Almost nothing Trump said in his progress to office seems reliable, if only because his “policy” was mostly shot from the hip. As he said in his memoirs: “The day I realised it can be smart to be shallow was, for me, a deep experience.” Much of his platform, and of what he has so far attempted in office, was repellent or stupid. But some was sensible, at least in intent.

An Occupy Wall Street protester and New York police officer face off during during a march in Manhattan. Photograph: Chang W Lee/The New York Times
An Occupy Wall Street protester and New York police officer face off during during a march in Manhattan. Photograph: Chang W Lee/The New York Times

Trump's desire for term limits in Congress and his assault on Washington lobbyists was overdue. His remarks about Wall Street seemed at times to echo the Occupy movement. His concern for rust-belt jobs, for "urban carnage" and for spending on infrastructure was welcome.

Trump was also bold in demanding Nato rethink its core purpose and budget. He was belatedly outspoken against America’s wars of intervention and its craven links to the Gulf states. The wish to re-set relations between the west and Russia was more sensitive to Europe’s evolving balance of power than Nato’s belligerent provocations. The antagonism towards the eurozone is refreshing after the frozen, illiberal mindset of his Washington predecessors.

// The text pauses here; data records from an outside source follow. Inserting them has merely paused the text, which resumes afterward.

PR #284, opened 2023-08-28
Another code implementation for Inline Client Subscriptions.

werbenhu:
This is another implementation I wrote for Inline Client Subscriptions. It was written in a bit of a rush, and I didn't include test cases. I'm sharing it here for everyone to take a look as discussions are ongoing.


mochi-co:
I've only had a brief look because I'm not at the computer but so far this looks nicer than my implementation 👍🏻

werbenhu:
I'll take some time later to adjust the code and add test cases.

dgduncan:
I will say I do like this implementation quite a bit. By creating a first class inline subscription it makes it easy to follow the breadcrumbs and know how things are interacting. 

@mochi-co I see last night you posted [this](https://github.com/orgs/mochi-mqtt/discussions/279#discussioncomment-6838749). How are you feeling now about creating a inline subscribe? Or simply handing it off to a hooks implementation?

mochi-co:
@werbenhu I've reviewed this code and it's excellent, in terms of both technical quality and overall vision. I am especially happy with the number of tests, the way they've been thought through, and the coverage. I don't really have any change requests. In terms of achieving a specific goal, this PR does it well. I have a few ideas for how we could extend it to add more functionality, but we can discuss.

I have a thought I'd like us to consider before we can move forward, which I've added in #279 - I'd like both of your insight on it if you have a moment to do so.

werbenhu:
@mochi-co @dgduncan I have completed the implementation for inline subscriptions with retained messages and have also added support for multiple callbacks per topic using different inline client IDs.

werbenhu:
I didn't use newClient() here to create an InlineClient for subscriptions. I found that omitting the client makes the logic seem simpler and more straightforward.

werbenhu:
@mochi-co I have a question now, which is whether inline subscriptions should trigger hook.OnSubscribe. If necessary, it might be more appropriate to use a client struct as a parameter in the server.Subscribe() function. If that's the case, this client struct can only be stored within the InlineSubscription structure.

packets/packets.go
```diff
@@ -181,8 +181,9 @@ type Subscription struct {
 
 // InlineSubscription represents an internal subscription, and the Handler is a callback function used to process messages.
 type InlineSubscription struct {
-	Filter  string
-	Handler func(filter string, packet Packet)
+	Filter     string
+	Identifier string
```
mochi-co, line 185: This can be confused with Subscription Identifiers, which are integers. I recommended renaming to `ClientID string` to be less specific. I did consider just `ID`, but this is still ambiguous in some of the later calls and params.

```suggestion
	ClientID string
```

server.go
```diff
@@ -661,23 +661,43 @@ func (s *Server) Publish(topic string, payload []byte, retain bool, qos byte) er
...
+	if handler == nil {
+		return packets.ErrInlineSubscriptionHandlerInvalid
+	} else if !IsValidFilter(filter, false) {
+		return packets.ErrTopicFilterInvalid
+	} else if len(inlineClient) == 0 {
+		return packets.ErrClientIdentifierNotValid
+	}
+
+	s.Topics.InlineSubscribe(packets.InlineSubscription{
+		Identifier: inlineClient,
```
mochi-co, line 678:
```suggestion
		ClientID: clientID,
```

server.go
```diff
@@ -661,23 +661,43 @@ func (s *Server) Publish(topic string, payload []byte, retain bool, qos byte) er
...
-// matching the given topic filter. When a message is received on the specified topic,
-// the provided handler function will be called to process the message. returning
-// true if the subscription was new.
-func (s *Server) Subscribe(topic string, handler func(topic string, pk packets.Packet)) bool {
-	return s.Topics.InlineSubscribe(packets.InlineSubscription{
-		Filter:  topic,
-		Handler: handler,
+// matching the given topic filter for a specific client. When a message is received on the specified topic,
+// the provided handler function will be called to process the message. It returns true if the subscription was new.
+func (s *Server) Subscribe(inlineClient, filter string, handler func(client string, pk packets.Packet)) error {
```
mochi-co, line 668: Because it's only an ID and not an mqtt.Client, I would recommend using `clientID` instead of `inlineClient`.

```suggestion
func (s *Server) Subscribe(clientID, filter string, handler func(client string, pk packets.Packet)) error {
```

server.go
```diff
@@ -661,23 +661,43 @@ func (s *Server) Publish(topic string, payload []byte, retain bool, qos byte) er
...
+
+	s.Topics.InlineSubscribe(packets.InlineSubscription{
+		Identifier: inlineClient,
+		Filter:     filter,
+		Handler:    handler,
 	})
+
+	// Handling retained messages.
+	for _, pkv := range s.Topics.Messages(filter) { // [MQTT-3.8.4-4]
+		handler(inlineClient, pkv)
```
mochi-co, line 685:
```suggestion
		handler(clientID, pkv)
```

server.go
```diff
@@ -661,23 +661,43 @@ func (s *Server) Publish(topic string, payload []byte, retain bool, qos byte) er
...
 
-// Unsubscribe removes the inline subscription for the specified topic.
-// This function allows you to unsubscribe from the internal subscription associated with the given topic.
-// returning true if the subscription existed.
-func (s *Server) Unsubscribe(topic string) bool {
-	return s.Topics.InlineUnsubscribe(topic)
+// Unsubscribe removes the inline subscription for the specified client and topic filter.
+// This function allows you to unsubscribe a specific client from the internal subscription
+// associated with the given topic filter. It returns true if the subscription existed.
+func (s *Server) Unsubscribe(inlineClient, filter string) error {
```
mochi-co, line 693: As above

```suggestion
func (s *Server) Unsubscribe(clientID, filter string) error {
```

server.go
```diff
@@ -661,23 +661,43 @@ func (s *Server) Publish(topic string, payload []byte, retain bool, qos byte) er
...
+	if !IsValidFilter(filter, false) {
+		return packets.ErrTopicFilterInvalid
+	} else if len(inlineClient) == 0 {
+		return packets.ErrClientIdentifierNotValid
+	}
+	s.Topics.InlineUnsubscribe(inlineClient, filter)
```
mochi-co, line 699:
```suggestion
	s.Topics.InlineUnsubscribe(clientID, filter)
```

server_test.go
```diff
@@ -3189,77 +3166,182 @@ func TestServerSubscribe(t *testing.T) {
...
+		handler func(client string, pk packets.Packet)
+		expert  error
 	}{
 		{
 			desc:    "subscribe",
 			filter:  "a/b/c",
+			client:  "client-1",
 			handler: handler,
-			wasNew:  true,
+			expert:  nil,
```
mochi-co, line 3178:
```suggestion
			expect:  nil,
```

server_test.go
```diff
@@ -3189,77 +3166,182 @@ func TestServerSubscribe(t *testing.T) {
 	tt := []struct {
 		desc    string
 		filter  string
-		handler func(topic string, pk packets.Packet)
-		wasNew  bool
+		client  string
+		handler func(client string, pk packets.Packet)
+		expert  error
```
mochi-co, line 3171: Small typo

```suggestion
		expect  error
```

server_test.go
```diff
@@ -3189,77 +3166,182 @@ func TestServerSubscribe(t *testing.T) {
...
-			wasNew:  true,
+			expert:  nil,
 		},
 		{
 			desc:    "subscribe existed",
 			filter:  "a/b/c",
+			client:  "client-1",
 			handler: handler,
-			wasNew:  false,
+			expert:  nil,
```
mochi-co, line 3185:
```suggestion
			expect:  nil,
```

server_test.go
```diff
@@ -3189,77 +3166,182 @@ func TestServerSubscribe(t *testing.T) {
...
+		},
+		{
+			desc:    "subscribe different client id",
+			filter:  "a/b/c",
+			client:  "client-2",
+			handler: handler,
+			expert:  nil,
```
mochi-co, line 3192:
```suggestion
			expect:  nil,
```

server_test.go
```diff
@@ -3189,77 +3166,182 @@ func TestServerSubscribe(t *testing.T) {
...
 		},
 		{
 			desc:    "subscribe case sensitive didnt exist",
 			filter:  "A/B/c",
+			client:  "client-1",
 			handler: handler,
-			wasNew:  true,
+			expert:  nil,
```
mochi-co, line 3199:
```suggestion
			expect:  nil,
```

server_test.go
```diff
@@ -3189,77 +3166,182 @@ func TestServerSubscribe(t *testing.T) {
...
 		},
 		{
 			desc:    "wildcard+ sub",
 			filter:  "d/+",
+			client:  "client-1",
 			handler: handler,
-			wasNew:  true,
+			expert:  nil,
```
mochi-co, line 3206:
```suggestion
			expect:  nil,
```

server_test.go
```diff
@@ -3189,77 +3166,182 @@ func TestServerSubscribe(t *testing.T) {
...
 		},
 		{
 			desc:    "wildcard# sub",
 			filter:  "d/e/#",
+			client:  "client-1",
+			handler: handler,
+			expert:  nil,
```
mochi-co, line 3213:
```suggestion
			expect:  nil,
```

server_test.go
```diff
@@ -3189,77 +3166,182 @@ func TestServerSubscribe(t *testing.T) {
...
+		},
+		{
+			desc:    "subscribe $SYS/info",
+			filter:  "$SYS/info",
+			client:  "client-1",
+			handler: handler,
+			expert:  nil,
```
mochi-co, line 3220:
```suggestion
			expect:  nil,
```

server_test.go
```diff
@@ -3189,77 +3166,182 @@ func TestServerSubscribe(t *testing.T) {
...
+		},
+		{
+			desc:    "subscribe invalied ###",
+			filter:  "###",
+			client:  "client-1",
+			handler: handler,
+			expert:  packets.ErrTopicFilterInvalid,
```
mochi-co, line 3227:
```suggestion
			expect:  packets.ErrTopicFilterInvalid,
```

server_test.go
```diff
@@ -3189,77 +3166,182 @@ func TestServerSubscribe(t *testing.T) {
...
+		},
+		{
+			desc:    "subscribe invalied " + SharePrefix + "/#",
+			filter:  SharePrefix + "/#",
+			client:  "client-1",
 			handler: handler,
-			wasNew:  true,
+			expert:  packets.ErrTopicFilterInvalid,
```
mochi-co, line 3234:
```suggestion
			expect:  packets.ErrTopicFilterInvalid,
```

server_test.go
```diff
@@ -3189,77 +3166,182 @@ func TestServerSubscribe(t *testing.T) {
...
+		},
+		{
+			desc:    "invalid handler",
+			filter:  "a/b/c",
+			client:  "client-1",
+			handler: nil,
+			expert:  packets.ErrInlineSubscriptionHandlerInvalid,
```
mochi-co, line 3241:
```suggestion
			expect:  packets.ErrInlineSubscriptionHandlerInvalid,
```

server_test.go
```diff
@@ -3189,77 +3166,182 @@ func TestServerSubscribe(t *testing.T) {
...
+		},
+		{
+			desc:    "invalid client id",
+			filter:  "a/b/c",
+			client:  "",
+			handler: handler,
+			expert:  packets.ErrClientIdentifierNotValid,
```
mochi-co, line 3248:
```suggestion
			expect:  packets.ErrClientIdentifierNotValid,
```

server_test.go
```diff
@@ -3189,77 +3166,182 @@ func TestServerSubscribe(t *testing.T) {
...
 		},
 	}
 
 	for _, tx := range tt {
 		t.Run(tx.desc, func(t *testing.T) {
-			require.Equal(t, tx.wasNew, s.Subscribe(tx.filter, tx.handler))
+			require.Equal(t, tx.expert, s.Subscribe(tx.client, tx.filter, tx.handler))
```
mochi-co, line 3254:
```suggestion
			require.Equal(t, tx.expect, s.Subscribe(tx.client, tx.filter, tx.handler))
```

server_test.go
```diff
@@ -3189,77 +3166,182 @@ func TestServerSubscribe(t *testing.T) {
...
 		})
 	}
 }
 
 func TestServerUnsubscribe(t *testing.T) {
-	handler := func(topic string, pk packets.Packet) {
+	handler := func(client string, pk packets.Packet) {
```
mochi-co, line 3260:
```suggestion
	handler := func(clientID string, pk packets.Packet) {
```

server_test.go
```diff
@@ -3189,77 +3166,182 @@ func TestServerSubscribe(t *testing.T) {
...
 		// handler logic
 	}
 
+	client := "client-1"
```
mochi-co, line 3264: Probably should be `clientID`

```suggestion
	clientID := "client-1"
```

server_test.go
```diff
@@ -3189,77 +3166,182 @@ func TestServerSubscribe(t *testing.T) {
...
 	s := New(nil)
-	exists := s.Subscribe("a/b/c/d", handler)
-	require.True(t, exists)
+	err := s.Subscribe(client, "a/b/c/d", handler)
```
mochi-co, line 3266:
```suggestion
	err := s.Subscribe(clientID, "a/b/c/d", handler)
```

server_test.go
```diff
@@ -3189,77 +3166,182 @@ func TestServerSubscribe(t *testing.T) {
...
+	require.Nil(t, err)
 
-	exists = s.Subscribe("a/b/+/d", handler)
-	require.True(t, exists)
+	err = s.Subscribe(client, "a/b/+/d", handler)
```
mochi-co, line 3269:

We may puzzle at how a man so hostile towards Mexicans, Muslims and gun control can be equally hostile to the CIA, the FBI, the Federal Reserve and the Iraq war. That is the new politics, the tearing up of tribal beliefs and identities.

Trump feels he is reaching out to America's "flyover country" , a land that felt ignored and betrayed by liberalism. As the leftwing economist Paul Krugman bravely admitted after the election: "We truly did not understand the country we live in."

Meaningless promises

The new politics is also one of meaningless promises and hypocritical authenticities. The only sensible advice is what might have been said to Trump’s female victims: believe what a man does, not what he says. Trump is only now starting to do, so we watch and wait.

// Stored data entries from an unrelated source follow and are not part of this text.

Issue #286, opened 2023-09-01
acl rules do not take effect when published to the client


xyzj:
This is my acl rules:
Ledger: &auth.Ledger{
	Auth: auth.AuthRules{
		{Username: "user1", Password: "pwd1", Allow: true},
		{Username: "user2", Password: "pwd2", Allow: true},
		{Username: "user3", Password: "pwd3", Allow: true},
	},
	ACL: auth.ACLRules{
		{
			Username: "user1",
			Filters: auth.Filters{
				"wo/#": auth.WriteOnly,
			},
		},
		{
			Username: "user2",
			Filters: auth.Filters{
				"wo/#": auth.WriteOnly,
				"ro/#": auth.WriteOnly,
			},
		},
	},
}
use1 can publish message with "wo/#" but can not receive message with "wo/#", When user 1's subscription is set to "wo/#", it works fine. but ,when use1's subscription is set to "#", it can receive the message with "wo/#" from user2.
I think aclcheck should also be added in publishToClient

mochi-co:
Fixed and released in [v2.4.0](https://github.com/mochi-mqtt/server/releases/tag/v2.4.0) - Thank you @xyzj - a wonderful first contribution!

PR #287, opened 2023-09-01
add aclcheck in publishToClient

xyzj:
As issue #286, I do some change in server.publishToClient

### DIFF
--- a/server.go
+++ b/server.go
@@ -26,8 +26,8 @@ import (
 )
 
 const (
-	Version                       = "2.3.0"  // the current server version.
-	defaultSysTopicInterval int64 = 1        // the interval between $SYS topic publishes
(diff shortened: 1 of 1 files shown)


mochi-co (approved):
This makes sense to me, and it's a good catch! We can probably move the `out := ` declaration below the ACL check but it's a minor issue:
```go
if !s.hooks.OnACLCheck(cl, pk.TopicName, false) {
    return pk, packets.ErrNotAuthorized
}
out := pk.Copy(false)
```

Additionally, a new test case is required (`TestPublishToClientServerTopicAlias` could be used as a starting point). However, happy to add this later before release.

dgduncan (approved):
This looks good to me!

No president is an autocrat. He is a resolution of the forces round him, forces that he sets up but cannot entirely control. Unlike Britain, America is a balanced democracy, its executive power checked by Congress, by the courts and by state autonomy. The last of these is not to be underrated, as California prepares to defy Trump's edicts, notably on migrants. There is a new civil war simmering, with the Confederates this time on the side of the angels.

Trump so far gives the impression of a revolutionary out of his depth, floundering and at war with his own executive arm. This is not surprising. Trump never expected the job and had no experience or qualification for it. He is a disaster at personnel, getting through three managers in his presidential campaign alone. Bannon and Priebus cannot both last.

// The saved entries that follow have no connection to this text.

Issue #290, opened 2023-09-06
When a MQTTv311 client tries to publish with qos2, and fails OnACLCheck, the client hangs forever and the connection stays open. Should we disconnect the client instead?


SimonMacIntyre:
http://docs.oasis-open.org/mqtt/mqtt/v3.1.1/os/mqtt-v3.1.1-os.html#_Toc398718042

> If a Server implementation does not authorize a PUBLISH to be performed by a Client; it has no way of informing that Client. It MUST either make a positive acknowledgement, according to the normal QoS rules, or close the Network Connection [MQTT-3.3.5-2].

I encountered this when testing my implementation and testing a `publish qos2` which `succesfully Connects (authenticates), but fails OnACLCheck`, in my case using Python Paho client 3.1.1, the publish fails but the client hangs forever on the publish. 

When I looked into the broker code it appears on failure of ACL check that it returns `nil` with no handling. 

Please let me know if I am missing anything or misinformed!

SimonMacIntyre:
This case is the same using client of MQTTv5 too

mochi-co:
I believe you are correct @SimonMacIntyre, this is a bug, at least for MQTTv3. If I remember, for v5 there is no provision to disconnect on ACL errors as some servers may wish to obscure their restrictions. I may be wrong though.

SimonMacIntyre:
I'll take a quick peek! I see these in the v5 spec:
> The Client or Server sending the PUBACK packet MUST use one of the PUBACK Reason Codes [MQTT-3.4.2-1]
>The Client or Server sending the PUBREC packet MUST use one of the PUBREC Reason Code values. [MQTT-3.5.2-1]

Same  PUBACK reason code for both would be:
>135 | 0x87 | Not authorized | The PUBLISH is not authorized.

For qos0, it appears to be handled correctly!

dgduncan:
So from reading that it seems like the spec for v3.1.1 should be to either ack and not publish or disconnect. A disconnect seems like the preferred solution as it makes it obvious there is a breach in the server rules; however, I can absolutely imagine a world in which a user of the server may not have control over some functionality of their MQTT client because it may be third part and a disconnection may make the server useless to them. Perhaps a capability could be in order to adjust functionality but that may just add unwanted complexity

SimonMacIntyre:
Personally I lean towards the disconnect, over the ack and not publish. 

[...]

PR #292, opened 2023-09-07
Disconnect or return ack if unauthorized publish

thedevop:
Addresses #290.


dgduncan (approved):
Approved.

server_test.go
```diff
@@ -1421,14 +1442,65 @@ func TestServerProcessPublishInvalidTopic(t *testing.T) {
...
+		{"v5_QOS0", 5, *packets.TPacketData[packets.Publish].Get(packets.TPublishBasicMqtt5).Packet,
+			nil, nil, false},
+		{"v5_QOS1", 5, *packets.TPacketData[packets.Publish].Get(packets.TPublishQos1Mqtt5).Packet,
+			nil, packets.TPacketData[packets.Puback].Get(packets.TPubrecMqtt5NotAuthorized).RawBytes, false},
+		{"v5_QOS2", 5, *packets.TPacketData[packets.Publish].Get(packets.TPublishQos2Mqtt5).Packet,
+			nil, packets.TPacketData[packets.Pubrec].Get(packets.TPubrecMqtt5NotAuthorized).RawBytes, false},
+	}
+
+	for _, tt := range tests {
+		tt := tt
```
mochi-co, line 1469: @thedevop curious to the reason for this line

mochi-co (approved):
Quality PR, runs well, looks good to me. Approved!

mochi-co:
Thank you very much @thedevop - your expertise is greatly appreciated as always! 💯

server_test.go
thedevop: This is to address this issue: https://github.com/golang/go/wiki/CommonMistakes.

Although as it is, tt := tt is not needed because these tests are not running in parallel, but out of habit I add that as often I do run test cases in parallel (only one line change).

mochi-co: Very interesting, thank you!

Trump is attempting, whether by intention or instinct, a new form of government. He blurts out orders, defends them through social media and then has to moderate them. In a sense it is exhilarating that a total outsider with an inclination for revolution can get to the White House without any solid constituency of support. When Vladimir Putin broke open the champagne on Trump's election victory, I wonder if indeed he had Lenin in mind.

The world is now waiting on America. Some bad things are already happening under Trump, though opposition within the system is clearly diluting them. We can assume that some good things will happen also, which we must hope the system does not also dilute. Trump is weird and alarming. But perhaps even he will adhere to the maxim that every revolution becomes conservative the day after.